Assignment:
Your task is to restate the data word for word.

Data to process:
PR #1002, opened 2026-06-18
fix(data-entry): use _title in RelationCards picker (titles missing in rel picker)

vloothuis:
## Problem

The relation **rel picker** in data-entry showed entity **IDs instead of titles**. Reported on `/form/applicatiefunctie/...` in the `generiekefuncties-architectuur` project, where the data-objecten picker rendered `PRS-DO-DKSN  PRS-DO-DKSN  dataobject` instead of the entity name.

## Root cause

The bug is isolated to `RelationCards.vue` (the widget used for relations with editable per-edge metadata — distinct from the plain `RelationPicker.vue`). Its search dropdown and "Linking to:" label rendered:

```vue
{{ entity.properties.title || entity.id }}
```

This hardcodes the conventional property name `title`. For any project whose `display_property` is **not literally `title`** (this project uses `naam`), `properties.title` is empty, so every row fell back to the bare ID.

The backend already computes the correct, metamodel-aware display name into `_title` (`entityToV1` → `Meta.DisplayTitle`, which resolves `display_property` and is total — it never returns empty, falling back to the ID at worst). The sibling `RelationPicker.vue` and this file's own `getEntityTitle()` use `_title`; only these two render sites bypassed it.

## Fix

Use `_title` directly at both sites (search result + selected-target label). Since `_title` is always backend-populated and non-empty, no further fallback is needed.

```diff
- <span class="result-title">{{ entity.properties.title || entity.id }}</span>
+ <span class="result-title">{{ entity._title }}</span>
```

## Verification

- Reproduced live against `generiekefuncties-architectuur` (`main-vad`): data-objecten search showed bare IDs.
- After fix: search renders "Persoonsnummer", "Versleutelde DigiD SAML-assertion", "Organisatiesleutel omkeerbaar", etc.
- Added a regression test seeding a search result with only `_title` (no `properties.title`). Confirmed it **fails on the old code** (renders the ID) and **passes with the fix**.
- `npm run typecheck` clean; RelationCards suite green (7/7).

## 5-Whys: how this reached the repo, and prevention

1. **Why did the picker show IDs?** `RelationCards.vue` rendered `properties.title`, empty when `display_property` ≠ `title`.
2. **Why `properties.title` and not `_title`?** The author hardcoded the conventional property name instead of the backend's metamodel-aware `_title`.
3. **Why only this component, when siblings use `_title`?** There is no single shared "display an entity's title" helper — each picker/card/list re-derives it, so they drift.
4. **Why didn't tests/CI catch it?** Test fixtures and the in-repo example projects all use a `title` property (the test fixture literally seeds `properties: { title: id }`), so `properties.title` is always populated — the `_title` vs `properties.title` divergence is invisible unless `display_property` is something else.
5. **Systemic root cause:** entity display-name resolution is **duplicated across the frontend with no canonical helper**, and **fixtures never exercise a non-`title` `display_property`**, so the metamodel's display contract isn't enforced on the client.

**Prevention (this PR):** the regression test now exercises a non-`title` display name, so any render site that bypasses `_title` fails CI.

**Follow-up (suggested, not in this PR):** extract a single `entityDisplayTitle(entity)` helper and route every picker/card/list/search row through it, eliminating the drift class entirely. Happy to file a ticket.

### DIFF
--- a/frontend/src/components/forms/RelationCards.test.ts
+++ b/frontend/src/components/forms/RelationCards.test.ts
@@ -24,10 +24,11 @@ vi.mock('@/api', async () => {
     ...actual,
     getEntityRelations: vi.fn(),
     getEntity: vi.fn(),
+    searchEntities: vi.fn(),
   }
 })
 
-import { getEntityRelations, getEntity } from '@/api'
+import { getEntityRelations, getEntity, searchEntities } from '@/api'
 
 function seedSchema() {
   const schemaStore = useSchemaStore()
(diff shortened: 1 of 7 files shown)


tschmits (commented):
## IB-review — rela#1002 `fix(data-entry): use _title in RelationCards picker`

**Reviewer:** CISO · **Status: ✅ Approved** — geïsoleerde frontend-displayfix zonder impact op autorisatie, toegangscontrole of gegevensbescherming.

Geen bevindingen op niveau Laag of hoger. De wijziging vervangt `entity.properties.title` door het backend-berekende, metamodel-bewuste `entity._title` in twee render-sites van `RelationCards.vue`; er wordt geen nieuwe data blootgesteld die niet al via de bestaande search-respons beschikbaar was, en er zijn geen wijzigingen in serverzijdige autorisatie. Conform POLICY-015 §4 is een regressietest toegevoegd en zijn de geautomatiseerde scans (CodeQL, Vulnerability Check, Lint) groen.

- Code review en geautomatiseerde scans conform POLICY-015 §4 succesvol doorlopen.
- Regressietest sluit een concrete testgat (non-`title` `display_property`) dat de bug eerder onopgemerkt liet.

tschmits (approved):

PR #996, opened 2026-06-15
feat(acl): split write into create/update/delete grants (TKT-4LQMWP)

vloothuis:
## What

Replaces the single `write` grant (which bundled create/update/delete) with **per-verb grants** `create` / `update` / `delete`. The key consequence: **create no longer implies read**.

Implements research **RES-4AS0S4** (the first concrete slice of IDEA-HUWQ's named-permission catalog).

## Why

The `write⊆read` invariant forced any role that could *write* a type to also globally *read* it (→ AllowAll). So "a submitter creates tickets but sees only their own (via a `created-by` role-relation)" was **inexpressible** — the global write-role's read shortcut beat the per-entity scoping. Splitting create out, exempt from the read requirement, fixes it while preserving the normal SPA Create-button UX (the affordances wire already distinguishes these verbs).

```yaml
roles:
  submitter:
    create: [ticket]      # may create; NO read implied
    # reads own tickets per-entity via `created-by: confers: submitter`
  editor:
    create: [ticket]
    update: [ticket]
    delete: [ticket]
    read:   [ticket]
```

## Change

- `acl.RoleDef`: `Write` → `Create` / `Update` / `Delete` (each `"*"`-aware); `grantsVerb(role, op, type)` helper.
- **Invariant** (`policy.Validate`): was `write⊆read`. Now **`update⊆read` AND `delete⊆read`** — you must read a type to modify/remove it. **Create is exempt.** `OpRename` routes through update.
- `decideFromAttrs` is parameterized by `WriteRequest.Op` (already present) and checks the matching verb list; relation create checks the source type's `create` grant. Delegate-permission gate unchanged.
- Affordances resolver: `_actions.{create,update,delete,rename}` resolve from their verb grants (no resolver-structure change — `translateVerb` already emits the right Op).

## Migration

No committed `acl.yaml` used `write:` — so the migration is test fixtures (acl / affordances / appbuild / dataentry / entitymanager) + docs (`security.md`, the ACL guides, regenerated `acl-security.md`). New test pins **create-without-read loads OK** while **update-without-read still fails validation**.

Task response:
PR #1002, opened 2026-06-18
fix(data-entry): use _title in RelationCards picker (titles missing in rel picker)

vloothuis:
## Problem

The relation **rel picker** in data-entry showed entity **IDs instead of titles**. Reported on `/form/applicatiefunctie/...` in the `generiekefuncties-architectuur` project, where the data-objecten picker rendered `PRS-DO-DKSN  PRS-DO-DKSN  dataobject` instead of the entity name.

## Root cause

The bug is isolated to `RelationCards.vue` (the widget used for relations with editable per-edge metadata — distinct from the plain `RelationPicker.vue`). Its search dropdown and "Linking to:" label rendered:

```vue
{{ entity.properties.title || entity.id }}
```

This hardcodes the conventional property name `title`. For any project whose `display_property` is **not literally `title`** (this project uses `naam`), `properties.title` is empty, so every row fell back to the bare ID.

The backend already computes the correct, metamodel-aware display name into `_title` (`entityToV1` → `Meta.DisplayTitle`, which resolves `display_property` and is total — it never returns empty, falling back to the ID at worst). The sibling `RelationPicker.vue` and this file's own `getEntityTitle()` use `_title`; only these two render sites bypassed it.

## Fix

Use `_title` directly at both sites (search result + selected-target label). Since `_title` is always backend-populated and non-empty, no further fallback is needed.

```diff
- <span class="result-title">{{ entity.properties.title || entity.id }}</span>
+ <span class="result-title">{{ entity._title }}</span>
```

## Verification

- Reproduced live against `generiekefuncties-architectuur` (`main-vad`): data-objecten search showed bare IDs.
- After fix: search renders "Persoonsnummer", "Versleutelde DigiD SAML-assertion", "Organisatiesleutel omkeerbaar", etc.
- Added a regression test seeding a search result with only `_title` (no `properties.title`). Confirmed it **fails on the old code** (renders the ID) and **passes with the fix**.
- `npm run typecheck` clean; RelationCards suite green (7/7).

## 5-Whys: how this reached the repo, and prevention

1. **Why did the picker show IDs?** `RelationCards.vue` rendered `properties.title`, empty when `display_property` ≠ `title`.
2. **Why `properties.title` and not `_title`?** The author hardcoded the conventional property name instead of the backend's metamodel-aware `_title`.
3. **Why only this component, when siblings use `_title`?** There is no single shared "display an entity's title" helper — each picker/card/list re-derives it, so they drift.
4. **Why didn't tests/CI catch it?** Test fixtures and the in-repo example projects all use a `title` property (the test fixture literally seeds `properties: { title: id }`), so `properties.title` is always populated — the `_title` vs `properties.title` divergence is invisible unless `display_property` is something else.
5. **Systemic root cause:** entity display-name resolution is **duplicated across the frontend with no canonical helper**, and **fixtures never exercise a non-`title` `display_property`**, so the metamodel's display contract isn't enforced on the client.

**Prevention (this PR):** the regression test now exercises a non-`title` display name, so any render site that bypasses `_title` fails CI.

**Follow-up (suggested, not in this PR):** extract a single `entityDisplayTitle(entity)` helper and route every picker/card/list/search row through it, eliminating the drift class entirely. Happy to file a ticket.

### DIFF
--- a/frontend/src/components/forms/RelationCards.test.ts
+++ b/frontend/src/components/forms/RelationCards.test.ts
@@ -24,10 +24,11 @@ vi.mock('@/api', async () => {
     ...actual,
     getEntityRelations: vi.fn(),
     getEntity: vi.fn(),
+    searchEntities: vi.fn(),
   }
 })
 
-import { getEntityRelations, getEntity } from '@/api'
+import { getEntityRelations, getEntity, searchEntities } from '@/api'
 
 function seedSchema() {
   const schemaStore = useSchemaStore()
(diff shortened: 1 of 7 files shown)


tschmits (commented):
## IB-review — rela#1002 `fix(data-entry): use _title in RelationCards picker`

**Reviewer:** CISO · **Status: ✅ Approved** — geïsoleerde frontend-displayfix zonder impact op autorisatie, toegangscontrole of gegevensbescherming.

Geen bevindingen op niveau Laag of hoger. De wijziging vervangt `entity.properties.title` door het backend-berekende, metamodel-bewuste `entity._title` in twee render-sites van `RelationCards.vue`; er wordt geen nieuwe data blootgesteld die niet al via de bestaande search-respons beschikbaar was, en er zijn geen wijzigingen in serverzijdige autorisatie. Conform POLICY-015 §4 is een regressietest toegevoegd en zijn de geautomatiseerde scans (CodeQL, Vulnerability Check, Lint) groen.

- Code review en geautomatiseerde scans conform POLICY-015 §4 succesvol doorlopen.
- Regressietest sluit een concrete testgat (non-`title` `display_property`) dat de bug eerder onopgemerkt liet.

tschmits (approved):

PR #996, opened 2026-06-15
feat(acl): split write into create/update/delete grants (TKT-4LQMWP)

vloothuis:
## What

Replaces the single `write` grant (which bundled create/update/delete) with **per-verb grants** `create` / `update` / `delete`. The key consequence: **create no longer implies read**.

Implements research **RES-4AS0S4** (the first concrete slice of IDEA-HUWQ's named-permission catalog).

## Why

The `write⊆read` invariant forced any role that could *write* a type to also globally *read* it (→ AllowAll). So "a submitter creates tickets but sees only their own (via a `created-by` role-relation)" was **inexpressible** — the global write-role's read shortcut beat the per-entity scoping. Splitting create out, exempt from the read requirement, fixes it while preserving the normal SPA Create-button UX (the affordances wire already distinguishes these verbs).

```yaml
roles:
  submitter:
    create: [ticket]      # may create; NO read implied
    # reads own tickets per-entity via `created-by: confers: submitter`
  editor:
    create: [ticket]
    update: [ticket]
    delete: [ticket]
    read:   [ticket]
```

## Change

- `acl.RoleDef`: `Write` → `Create` / `Update` / `Delete` (each `"*"`-aware); `grantsVerb(role, op, type)` helper.
- **Invariant** (`policy.Validate`): was `write⊆read`. Now **`update⊆read` AND `delete⊆read`** — you must read a type to modify/remove it. **Create is exempt.** `OpRename` routes through update.
- `decideFromAttrs` is parameterized by `WriteRequest.Op` (already present) and checks the matching verb list; relation create checks the source type's `create` grant. Delegate-permission gate unchanged.
- Affordances resolver: `_actions.{create,update,delete,rename}` resolve from their verb grants (no resolver-structure change — `translateVerb` already emits the right Op).

## Migration

No committed `acl.yaml` used `write:` — so the migration is test fixtures (acl / affordances / appbuild / dataentry / entitymanager) + docs (`security.md`, the ACL guides, regenerated `acl-security.md`). New test pins **create-without-read loads OK** while **update-without-read still fails validation**.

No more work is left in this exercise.